Sunday 18 October 2009

Toy Story 3D

Recently went to a 3D screening (£1.50 charge when I already kept a pair of glasses from the last 3D film I saw!) of Toy Story and whilst I remembered so much from when I'd previously seen the film I was able to appreciate new facets of the film revealing themselves to me which is in and of itself an example of what makes a truly great film.

What really stood out to me this time was the screenplay and how crammed with brilliant ideas the film is. There is really not a minute that goes past without an excellent bit of dialogue ("Hey, Hamm. Look, I'm Picasso.", "Years of Academy training wasted!", "Oh, great. If anyone attacks we can blink 'em to death.") and visual or storytelling creativity. From the entire look of Pizza Planet to small details such as ANDY having spelt the 'N' correctly on Buzz's foot as compared to Woody's. It's those sort of little things that makes Pixar so much better than all those that have followed in their wake.

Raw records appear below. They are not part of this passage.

Issue #94547, opened 2020-09-04
[Flaky unit test] TestDevicePluginReRegistrationProbeMode: Devices of previous registered should be removed


liggitt:
**Which jobs are flaking**:

pull-kubernetes-bazel-test

**Which test(s) are flaking**:

TestDevicePluginReRegistrationProbeMode

**Testgrid link**:

https://testgrid.k8s.io/presubmits-kubernetes-blocking#pull-kubernetes-bazel-test&include-filter-by-regex=pkg%2Fkubelet%2Fcm%2Fdevicemanager

**Reason for failure**:

```
=== RUN   TestDevicePluginReRegistrationProbeMode
I0904 23:07:54.382417 2813190 fake_topology_manager.go:29] [fake topologymanager] NewFakeManager
W0904 23:07:54.382652 2813190 manager.go:596] Failed to retrieve checkpoint for "kubelet_internal_checkpoint": checkpoint is not found
I0904 23:07:54.386357 2813190 plugin_manager.go:114] Starting Kubelet Plugin Manager
I0904 23:07:54.390968 2813190 device_plugin_stub.go:131] Starting to serve on /tmp/device_plugin394710885/device-plugin.sock
I0904 23:07:54.393796 2813190 device_plugin_stub.go:153] GetInfo
E0904 23:07:54.394527 2813190 goroutinemap.go:150] Operation for "/tmp/device_plugin394710885/server.sock" failed. No retries permitted until 2020-09-04 23:07:54.894365704 +0000 UTC m=+0.587686396 (durationBeforeRetry 500ms). Error: "RegisterPlugin error -- failed to get
 plugin info using RPC GetInfo at socket /tmp/device_plugin394710885/server.sock, err: rpc error: code = Unimplemented desc = unknown service pluginregistration.Registration"
I0904 23:07:54.401946 2813190 device_plugin_stub.go:227] ListAndWatch
I0904 23:07:54.408602 2813190 device_plugin_stub.go:131] Starting to serve on /tmp/device_plugin394710885/device-plugin.sock.new
E0904 23:07:55.390620 2813190 endpoint.go:107] listAndWatch ended unexpectedly for device plugin fake-domain/resource with error rpc error: code = Canceled desc = grpc: the client connection is closing
I0904 23:07:55.394203 2813190 device_plugin_stub.go:153] GetInfo
[...]

Issue #93902, opened 2020-08-11
[Flaky unit test] Test_Run_OneVolumeAttachAndDetachMultipleNodesWithReadWriteMany flakes with "Wrong total GetAttachCallCount" error


liggitt:
**Which test(s) are flaking**:

Test_Run_OneVolumeAttachAndDetachMultipleNodesWithReadWriteMany

**Reason for failure**:

```
--- FAIL: Test_Run_OneVolumeAttachAndDetachMultipleNodesWithReadWriteMany (0.63s)
    reconciler_test.go:811: Warning: Wrong NewAttacherCallCount. Expected: <2> Actual: <0>. Will retry.
    reconciler_test.go:811: Warning: Wrong NewAttacherCallCount. Expected: <2> Actual: <1>. Will retry.
    reconciler_test.go:909: Warning: Wrong total GetAttachCallCount(). Expected: <2> Actual: <3>. Will retry.
    reconciler_test.go:909: Warning: Wrong total GetAttachCallCount(). Expected: <2> Actual: <3>. Will retry.
    reconciler_test.go:909: Warning: Wrong total GetAttachCallCount(). Expected: <2> Actual: <3>. Will retry.
    reconciler_test.go:909: Warning: Wrong total GetAttachCallCount(). Expected: <2> Actual: <3>. Will retry.
    reconciler_test.go:909: Warning: Wrong total GetAttachCallCount(). Expected: <2> Actual: <3>. Will retry.
    reconciler_test.go:909: Warning: Wrong total GetAttachCallCount(). Expected: <2> Actual: <3>. Will retry.
    reconciler_test.go:919: Total AttachCallCount does not match expected value. Expected: <2>
FAIL
```

This is flaking rarely enough that it is not caught by our CI jobs, which currently tolerate up to 2 unit test failures per run (!).

With that toleration removed in https://github.com/kubernetes/kubernetes/pull/93605, this flake has been seen (https://prow.k8s.io/view/gs/kubernetes-jenkins/pr-logs/pull/93605/pull-kubernetes-bazel-test/1293257915502694408).

Reproducible with the following steps:

1. Build a test binary for the affected package:

```
go test -race -c ./pkg/controller/volume/attachdetach/reconciler
```

2. Stress the affected test using the [stress](https://godoc.org/golang.org/x/tools/cmd/stress) tool:

```
stress ./reconciler.test -test.run Test_Run_OneVolumeAttachAndDetachMultipleNodesWithReadWriteMany
[...]

PR #94553, opened 2020-09-05
Deflake TestRestoreAllWaitOldIptablesRestore

knight42:

**What type of PR is this?**

/kind flake

https://prow.k8s.io/view/gcs/kubernetes-jenkins/logs/periodic-kubernetes-bazel-test-master/1302138009876959232

```
=== RUN   TestRestoreAllWaitOldIptablesRestore
I0905 07:22:09.261781  188833 trace.go:205] Trace[1298498081]: "iptables restore" (05-Sep-2020 07:22:07.260) (total time: 2000ms):
Trace[1298498081]: [2.000885887s] [2.000885887s] END
    iptables_test.go:1028: expected success, got failed to acquire old iptables lock: timed out waiting for the condition
--- FAIL: TestRestoreAllWaitOldIptablesRestore (2.00s)
```

Part of #94528

Since this test could only be run on linux, I have not verified the fix locally.

```release-note
NONE
```

```docs

```

### DIFF
--- a/pkg/util/iptables/iptables_linux.go
+++ b/pkg/util/iptables/iptables_linux.go
@@ -49,7 +49,7 @@ func (l *locker) Close() error {
 	return utilerrors.NewAggregate(errList)
 }
 
-func grabIptablesLocks(lockfilePath string) (iptablesLocker, error) {
+func grabIptablesLocks(lockfilePath14x, lockfilePath16x string) (iptablesLocker, error) {
 	var err error
 	var success bool
 
@@ -66,9 +66,9 @@ func grabIptablesLocks(lockfilePath string) (iptablesLocker, error) {
 	// can't assume which lock method it'll use.
 
 	// Roughly duplicate iptables 1.6.x xtables_lock() function.
-	l.lock16, err = os.OpenFile(lockfilePath, os.O_CREATE, 0600)
+	l.lock16, err = os.OpenFile(lockfilePath16x, os.O_CREATE, 0600)
 	if err != nil {
-		return nil, fmt.Errorf("failed to open iptables lock %s: %v", lockfilePath, err)
+		return nil, fmt.Errorf("failed to open iptables lock %s: %v", lockfilePath16x, err)
 	}
 
 	if err := wait.PollImmediate(200*time.Millisecond, 2*time.Second, func() (bool, error) {
@@ -82,7 +82,7 @@ func grabIptablesLocks(lockfilePath string) (iptablesLocker, error) {
 
 	// Roughly duplicate iptables 1.4.x xtables_lock() function.
 	if err := wait.PollImmediate(200*time.Millisecond, 2*time.Second, func() (bool, error) {
-		l.lock14, err = net.ListenUnix("unix", &net.UnixAddr{Name: "@xtables", Net: "unix"})
+		l.lock14, err = net.ListenUnix("unix", &net.UnixAddr{Name: lockfilePath14x, Net: "unix"})
 		if err != nil {
 			return false, nil
 		}
--- a/pkg/util/iptables/iptables_test.go
+++ b/pkg/util/iptables/iptables_test.go
@@ -35,7 +35,11 @@ import (
 	fakeexec "k8s.io/utils/exec/testing"
 )
 
-const TestLockfilePath = "xtables.lock"
+func getLockPaths() (string, string) {
+	lock14x := fmt.Sprintf("@xtables-%d", time.Now().Nanosecond())
+	lock16x := fmt.Sprintf("xtables-%d.lock", time.Now().Nanosecond())
+	return lock14x, lock16x
+}
 
 func testIPTablesVersionCmds(t *testing.T, protocol Protocol) {
 	version := " v1.4.22"
@@ -934,8 +938,8 @@ func TestRestoreAll(t *testing.T) {
 			func(cmd string, args ...string) exec.Cmd { return fakeexec.InitFakeCmd(&fcmd, cmd, args...) },
 		},
 	}
-	runner := newInternal(&fexec, ProtocolIPv4, TestLockfilePath)
-	defer os.Remove(TestLockfilePath)
+	lockPath14x, lockPath16x := getLockPaths()
+	runner := newInternal(&fexec, ProtocolIPv4, lockPath14x, lockPath16x)
 
 	err := runner.RestoreAll([]byte{}, NoFlushTables, RestoreCounters)
 	if err != nil {
@@ -975,8 +979,8 @@ func TestRestoreAllWait(t *testing.T) {
 			func(cmd string, args ...string) exec.Cmd { return fakeexec.InitFakeCmd(&fcmd, cmd, args...) },
 		},
 	}
-	runner := newInternal(&fexec, ProtocolIPv4, TestLockfilePath)
-	defer os.Remove(TestLockfilePath)
+	lockPath14x, lockPath16x := getLockPaths()
+	runner := newInternal(&fexec, ProtocolIPv4, lockPath14x, lockPath16x)
 
 	err := runner.RestoreAll([]byte{}, NoFlushTables, RestoreCounters)
 	if err != nil {
@@ -1020,8 +1024,8 @@ func TestRestoreAllWaitOldIptablesRestore(t *testing.T) {
 			func(cmd string, args ...string) exec.Cmd { return fakeexec.InitFakeCmd(&fcmd, cmd, args...) },
 		},
 	}
-	runner := newInternal(&fexec, ProtocolIPv4, TestLockfilePath)
-	defer os.Remove(TestLockfilePath)
+	lockPath14x, lockPath16x := getLockPaths()
+	runner := newInternal(&fexec, ProtocolIPv4, lockPath14x, lockPath16x)
 
 	err := runner.RestoreAll([]byte{}, NoFlushTables, RestoreCounters)
 	if err != nil {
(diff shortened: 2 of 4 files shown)


pkg/util/iptables/iptables_linux.go
```diff
@@ -81,7 +81,7 @@ func grabIptablesLocks(lockfilePath string) (iptablesLocker, error) {
 	}
 
 	// Roughly duplicate iptables 1.4.x xtables_lock() function.
-	if err := wait.PollImmediate(200*time.Millisecond, 2*time.Second, func() (bool, error) {
```
liggitt, line 84: I don't think extending this for testing purposes is correct. Doing something to avoid concurrent test runs might be preferable

knight42: do we have a better solution? listening on the same unix socket in the test is already able to prevent concurrent test running.

liggitt: perhaps something test-specific, like locking on a test lock file in iptables#TestMain?

danwinship: The locking tests already override the iptables-1.6-compatible lock path. They should probably override the iptables-1.4-compatible lock path as well. (In the iptables 1.4 case the "path" is actually an abstract socket name (`"@xtables"`), but it can still just be overridden with an arbitrary alternate name.)

pkg/util/iptables/iptables_test.go
```diff
@@ -934,7 +938,7 @@ func TestRestoreAll(t *testing.T) {
 			func(cmd string, args ...string) exec.Cmd { return fakeexec.InitFakeCmd(&fcmd, cmd, args...) },
 		},
 	}
-	runner := newInternal(&fexec, ProtocolIPv4, TestLockfilePath)
+	runner := newInternal(&fexec, ProtocolIPv4, getLockPath14x(), TestLockfilePath)
```
danwinship, line 941: it seems random to have a hardcoded testing lock name for 1.6 but a per-process generated one for 1.4...

danwinship (commented):
and does this resolve the flaking?

pkg/util/iptables/iptables_test.go
knight42: According to the report of previous tests https://testgrid.k8s.io/sig-release-master-blocking#bazel-test-master&width=20&sort-by-name=&include-filter-by-regex=pkg/util/iptables, looks like only acquring lock for 1.4 would time out, I am a bit curious as well.

liggitt: > it seems random to have a hardcoded testing lock name for 1.6 but a per-process generated one for 1.4...

I agree

> looks like only acquring lock for 1.4 would time out, I am a bit curious as well.

TestLockfilePath is not fully-qualified, perhaps the working dir is different per test-run? I agree that we should be consistent in how we assign random filenames for the test

knight42: > TestLockfilePath is not fully-qualified

The original 1.4 lock file `@xtables` is neither fully-qualified.

> I agree that we should be consistent in how we assign random filenames for the test

I am okay to update the tests.

liggitt: > The original 1.4 lock file `@xtables` is neither fully-qualified.

abstract sockets are handled differently than lock files and are not treated as pathnames

knight42: > abstract sockets are handled differently than lock files and are not treated as pathnames

just out of curiosity, I am sorry if I ask a dumb question. Perhaps I am missing something, currently `net.ListenUnix("unix", &net.UnixAddr{Name: "@xtables", Net: "unix"})` is called to grab the lock file https://github.com/kubernetes/kubernetes/blob/0e58014d71ba92a055e41541b3b7b7373cc0343e/pkg/util/iptables/iptables_linux.go#L84-L89
If there is no error, an unix domain socket named `@xtables` will be created under the curret working dir. I am confused why `@xtables` is not treated as pathname?

knight42:
`Test_Run_OneVolumeAttachAndDetachMultipleNodesWithReadWriteMany` is known to be flaky #93902 

pkg/util/iptables/iptables_test.go
liggitt: > If there is no error, an unix domain socket named `@xtables` will be created under the curret working dir.

Only on OSX. On linux, `@xtables` is an abstract socket in a global namespace unrelated to filesystem paths.

knight42: Ahhh got it! Thanks for your explanation!

knight42:
`TestDevicePluginReRegistrationProbeMode` is known to be flaky #94547

knight42:
@danwinship @liggitt  I could confirm the flaking is resolved by running `stress ./iptables.test` locally.

On master branch(commit 686ffd397f679472b62d1345f2e8ad507c80b342):
```
[root@56b79af149d7 iptables]# stress ./iptables.test
0 runs so far, 0 failures

/tmp/go-stress-20200910T061259-159706869
W0910 06:12:59.534090   80134 iptables.go:209] Error checking iptables version, assuming version at least 1.4.11: no iptables version found in string: total junk
I0910 06:13:01.545643   80134 trace.go:205] Trace[1298498081]: "iptables restore" (10-Sep-2020 06:12:59.544) (total time: 2000ms):
Trace[1298498081]: [2.000914s] [2.000914s] END
I0910 06:13:03.549184   80134 trace.go:205] Trace[2019727887]: "iptables restore" (10-Sep-2020 06:13:01.546) (total time: 2002ms):
Trace[2019727887]: [2.0021906s] [2.0021906s] END
--- FAIL: TestRestoreAllGrabOldLock (2.00s)
    iptables_test.go:1138: expected timeout error, got failed to acquire new iptables lock: timed out waiting for the condition
W0910 06:13:04.467634   80134 iptables.go:556] Could not set up iptables canary mangle/MONITOR-TEST-CANARY: error creating chain "MONITOR-TEST-CANARY": could not get xtables.lock, etc:
FAIL


ERROR: exit status 1


/tmp/go-stress-20200910T061259-923741136
W0910 06:12:59.532660   80138 iptables.go:209] Error checking iptables version, assuming version at least 1.4.11: no iptables version found in string: total junk
I0910 06:13:01.545517   80138 trace.go:205] Trace[1298498081]: "iptables restore" (10-Sep-2020 06:12:59.541) (total time: 2003ms):
Trace[1298498081]: [2.003542s] [2.003542s] END
--- FAIL: TestRestoreAllWaitOldIptablesRestore (2.00s)
    iptables_test.go:1028: expected success, got failed to acquire new iptables lock: timed out waiting for the condition
I0910 06:13:03.549082   80138 trace.go:205] Trace[2019727887]: "iptables restore" (10-Sep-2020 06:13:01.546) (total time: 2002ms):
Trace[2019727887]: [2.0020951s] [2.0020951s] END
I0910 06:13:05.555066   80138 trace.go:205] Trace[1427131847]: "iptables restore" (10-Sep-2020 06:13:03.550) (total time: 2004ms):
Trace[1427131847]: [2.0046564s] [2.0046564s] END
W0910 06:13:06.476182   80138 iptables.go:556] Could not set up iptables canary mangle/MONITOR-TEST-CANARY: error creating chain "MONITOR-TEST-CANARY": could not get xtables.lock, etc:
FAIL


ERROR: exit status 1

^C
```

After this patch:
```
[root@56b79af149d7 iptables]# stress ./iptables.test
0 runs so far, 0 failures
10 runs so far, 0 failures
20 runs so far, 0 failures
30 runs so far, 0 failures
40 runs so far, 0 failures
50 runs so far, 0 failures
60 runs so far, 0 failures
70 runs so far, 0 failures
80 runs so far, 0 failures
90 runs so far, 0 failures
100 runs so far, 0 failures
^C
```

liggitt:
this lgtm, will let @dcbw ack

pkg/util/iptables/iptables_test.go
```diff
@@ -35,7 +35,12 @@ import (
 	fakeexec "k8s.io/utils/exec/testing"
 )
 
-const TestLockfilePath = "xtables.lock"
+func getLockPaths() (string, string) {
+	lock14x := fmt.Sprintf("@xtables-%d", time.Now().Nanosecond())
+	lock16x := fmt.Sprintf("xtables-%d.lock", time.Now().Nanosecond())
+	// The abstract socket and lock file will be removed by calling `runner.Close()`
```
danwinship, line 41: There is no `runner.Close()` method. They get removed by `restoreInternal` whenever they're successfully created. I don't think there needs to be any comment about this here though. So just remove this, then lgtm.

knight42: Oh it is a typo.. I mean `locker.Close()`. Will remove it.

knight42:
@liggitt @danwinship Hi, would you mind adding the milestone?

pkg/util/iptables/iptables_test.go
```diff
@@ -934,8 +938,8 @@ func TestRestoreAll(t *testing.T) {
 			func(cmd string, args ...string) exec.Cmd { return fakeexec.InitFakeCmd(&fcmd, cmd, args...) },
 		},
 	}
-	runner := newInternal(&fexec, ProtocolIPv4, TestLockfilePath)
-	defer os.Remove(TestLockfilePath)
```
BenTheElder, line 938: are you sure this was a safe change?
I'm finding files like:
```
pkg/util/iptables/xtables-497740575.lock
pkg/util/iptables/xtables-499450913.lock
pkg/util/iptables/xtables-499708492.lock
```

and currently this is the most likely looking cause. #98947

PR #94555, opened 2020-09-05
Fix the bug that kubeadm tries to call 'docker info' even if the CRI socket was for another CR

### LINKED ISSUE #2270: kubeadm tries to call "docker info" even if the CRI socket was for another CR
this warning can be seen even if the user specified the containerd socket or if they let kubeadm detect the socket:

> W0831 17:19:34.759405     352 kubelet.go:200] cannot automatically set CgroupDriver when starting the Kubelet: cannot execute 'docker info -f {{.CgroupDriver}}': executable file not found in $PATH

we should try not showing the warning, for CRI != docker.

SataQiu:
**What type of PR is this?**
/kind bug

Fix the bug that kubeadm tries to call 'docker info' even if the CRI socket was for another CR

Fixes kubernetes/kubeadm#2270

```release-note
kubeadm: fix the bug that kubeadm tries to call 'docker info' even if the CRI socket was for another CR
```

```docs

```

### DIFF
--- a/cmd/kubeadm/app/util/config/cluster.go
+++ b/cmd/kubeadm/app/util/config/cluster.go
@@ -125,7 +125,7 @@ func getInitConfigurationFromCluster(kubeconfigDir string, client clientset.Inte
 		// However, if newControlPlane == true, initcfg.NodeRegistration is not used at all and it's overwritten later on.
 		// Thus it's necessary to supply some default value, that will avoid the call to DetectCRISocket() and as
 		// initcfg.NodeRegistration is discarded, setting whatever value here is harmless.
-		initcfg.NodeRegistration.CRISocket = constants.DefaultDockerCRISocket
+		initcfg.NodeRegistration.CRISocket = "/var/run/unknown.sock"
 	}
 	return initcfg, nil
 }


cmd/kubeadm/app/util/config/cluster.go
```diff
@@ -125,7 +125,11 @@ func getInitConfigurationFromCluster(kubeconfigDir string, client clientset.Inte
 		// However, if newControlPlane == true, initcfg.NodeRegistration is not used at all and it's overwritten later on.
 		// Thus it's necessary to supply some default value, that will avoid the call to DetectCRISocket() and as
 		// initcfg.NodeRegistration is discarded, setting whatever value here is harmless.
-		initcfg.NodeRegistration.CRISocket = constants.DefaultDockerCRISocket
+		if criSocket != "" {
+			initcfg.NodeRegistration.CRISocket = criSocket
+		} else {
+			initcfg.NodeRegistration.CRISocket = constants.DefaultDockerCRISocket
+		}
```
neolit123, line 132: I think we can omit the else case here because the initconfiguration defaulting will already srt it to docker on empty.

neolit123 (commented):
Thanks @SataQiu
The change makes sense and explains the problem.

/cc @rosti

cmd/kubeadm/app/util/config/cluster.go
SataQiu: Emm... But I think we'd better keep `else` here because of the above comment.
Anyway, we should set `initcfg.NodeRegistration.CRISocket` as some value here to avoid running `DetectCRISocket()` before it should be run. But for `kubeadm join` case, we should set it to the correct value to avoid executing `docker info`.

cmd/kubeadm/app/util/config/cluster.go
```diff
@@ -61,12 +61,12 @@ func (ue *unretriableError) Error() string {
 }
 
 // FetchInitConfigurationFromCluster fetches configuration from a ConfigMap in the cluster
-func FetchInitConfigurationFromCluster(client clientset.Interface, w io.Writer, logPrefix string, newControlPlane, skipComponentConfigs bool) (*kubeadmapi.InitConfiguration, error) {
+func FetchInitConfigurationFromCluster(client clientset.Interface, w io.Writer, logPrefix string, criSocket string, newControlPlane, skipComponentConfigs bool) (*kubeadmapi.InitConfiguration, error) {
```
rosti, line 64: The problem is that we are trying to do a couple of things with a single function here.
1. We pass `newControlPlane` parameter here to distinguish if we need to load just the ClusterConfiguration (+ optionally the component configs) or we need the NodeRegistrationOptions and local API address too. The fact is that the latter two are not needed in the case of `kubeadm join` and if we do `kubeadm upgrade node` on worker node and they need to be separated in another func.
2. We call `SetInitDynamicDefaults` in the func unconditionally where it should be called only if `newControlPlane == false`.

My proposal is the following:
1. Rename `getInitConfigurationFromCluster` to `FetchClusterConfigurationFromCluster`. Then change the return type to `*ClusterConfiguration`, remove the `newControlPlane` parameter from the func and move the code connected to it to the `FetchInitConfigurationFromCluster` func itself.
2. `FetchInitConfigurationFromCluster` should call `FetchClusterConfigurationFromCluster`. Then, in accordance with the `newControlPlane` parameter, it should call `getNodeRegistration`, `getAPIEndpoint`, and `SetInitDynamicDefaults`.
3. `fetchInitConfiguration` should be merged into `fetchInitConfigurationFromJoinConfiguration`. It should call `FetchClusterConfigurationFromCluster`. `fetchInitConfigurationFromJoinConfiguration` should also call `SetInitDynamicDefaults` at its end.
4. Sort of the same thing (as in 3) needs to be done for `kubeadm upgrade node` when upgrading worker node (possibly move `fetchInitConfigurationFromJoinConfiguration` right next to `FetchInitConfigurationFromCluster`?).
5. Adjust tests accordingly.

And, of course, this is caused by misusing InitConfiguration...

rosti (changes requested):
Thanks for taking on this @SataQiu !

cmd/kubeadm/app/util/config/cluster.go
SataQiu: Thank you for your detailed explanation @rosti . This makes sense! I'll have a try:)

SataQiu: @neolit123 @rosti 
I think I've found a simple way to avoid this problem. 
Just set an irrelevant value, and then we can skip the unnecessary checks.
Maybe we can fix the problem as easily as this :)

cmd/kubeadm/app/util/config/cluster.go
```diff
@@ -125,7 +125,7 @@ func getInitConfigurationFromCluster(kubeconfigDir string, client clientset.Inte
 		// However, if newControlPlane == true, initcfg.NodeRegistration is not used at all and it's overwritten later on.
 		// Thus it's necessary to supply some default value, that will avoid the call to DetectCRISocket() and as
 		// initcfg.NodeRegistration is discarded, setting whatever value here is harmless.
-		initcfg.NodeRegistration.CRISocket = constants.DefaultDockerCRISocket
+		initcfg.NodeRegistration.CRISocket = "/var/run/unknown.sock"
```
neolit123, line 128: @SataQiu based on the comments above the assignment this seems fine.

looks like @rosti is on vacation this week, so i'm going to LGTM / approve this, but let's iterate again in the 1.20 cycle if more changes are needed.

thanks.

PR #94572, opened 2020-09-06
fix: golint failures in `pkg/proxy/apis/{config, v1alpha1}` and `pkg/proxy/userspace`

mayankshah1607:
**What type of PR is this?**
/kind cleanup

fix golint failures in `pkg/proxy/apis/{config, v1alpha1}` and `pkg/proxy/userspace`

Fixes #

```release-note

```

```docs

```


pkg/proxy/userspace/roundrobin.go
```diff
@@ -34,8 +34,10 @@ import (
 )
 
 var (
+	// ErrMissingServiceEntry holds the error message for when the service entry is missing
 	ErrMissingServiceEntry = errors.New("missing service entry")
-	ErrMissingEndpoints    = errors.New("missing endpoints")
+	// ErrMissingEndpoints holds the error message for when the endpoints are missing
+	ErrMissingEndpoints = errors.New("missing endpoints")
```
aojea, line 40: should go.fmt warning about this? it seems it has not the same indentation

aojea:
/ok-to-test
please add the release-note NONE to the description

aojea:
you have to squash the commits where you have added and remove the file my mistake, so we only have 1 commit instead of two

pkg/proxy/apis/config/types.go
```diff
@@ -180,11 +180,13 @@ type KubeProxyConfiguration struct {
 // insufficient, this always falls back to the userspace proxy. IPVS mode will be enabled when proxy mode is set to 'ipvs',
 // and the fall back path is firstly iptables and then userspace.
 
+// ProxyMode variable is used to hold the mode in which the proxy will run.
```
thockin, line 183: If we're going to fix this comment, shouldn't we fold in the comment just above this?  E.g.

```
ProxyMode defines options for how the proxier implements proxying.  On the Linux platform the available values are ... On the Windows platform the available options are ...
```

The rest of these comments (fallbacks) should go to where this is used.

pkg/proxy/userspace/roundrobin.go
thockin: The comment makes it not have to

I think with all films that are centred around an idea the avenues of the idea need to be vast and explorable for it to endure the entire film's length. The idea behind Groundhog Day worked whereas the idea behind Fred Claus didn't. In the case of Toy Story the idea (or "pitch" to use Hollywood terms) is 'what if toys came to life when their owners weren't looking?'

Pixar explore various pathways to this from the officious nature of an office meeting in the conference where Woody doesn't sound a million miles away from Michael Scott - right down to attemtping to pass over the moving forward of Andy's birthday party to the paranoia of Woody turning him against his better nature and attempting to hurt Buzz in the hopes that Andy will have to take him to Pizza Planet. Every avenue in this maze of ideas has been travelled down with forensic detail and no stone has been unturned if it could contain something that works as a joke, a plot point or a character motivation.

Looking further into this film, as I always am with simple kids stories to justify my watching of them, I think you can read an underlying theme during the whole film about faith. The needy nature of the toys against their fairly impassive "God" in Andy, the fact that they follow a personal code of ethics and live to serve at the pleasure of their owner. One theory I once read in a magazine suggested this was a Platoon-esque Vietnam war allegory with Woody representing the grizzled old soldier and Buzz the All-American idealist who has no idea of what fate awaits him. There are certainly more than a few moments and lines in the film that wouldn't seem out of place in Apocalypse Now.

There are also visual dichotomys between Andy's heavenly light-blue-and-clouds bedroom and Sid's black and neon coloured bedroom, a living hell where monstrous concotions of various old toys have been stitched together by both Sid and the toys themselves. Both aspects of a child's imagination are explored and yet it is the good child that seems to bring the most psychological, lasting damage to his toys in both the first and second film. Sid's damage is superficial and he himself seems to have just as much imagination as Andy but much more curiousity in what exactly makes these creations, sometimes literally, tick. If he tempered his malicious streak a lucrative career in surgery surely beckoned.

Finally, there is a dark night of the soul scene with Buzz that is amongst the most moving in any animated film, perhaps any film ever. Maybe as heart-breaking as the moment Bambi can't find his mother or when Rick Blaine knows his own happiness must be sacrificed for a greater good. Our hero, the most well-meaining of all characters in this film, has his beliefs shattered, his body broken and his spirit crushed. For all the redemption he might gain from then on, the innocence is never the same. He eventually accepts his fate as we all hopefully learn to in our own ways in order to function as we grow older and ever more aware of our own mortality.



Really, our own eyes were opened as well after this film, and would eventually come to realise that a special film studio had just left it's mark and nothing would be the same again. I think we all know that now.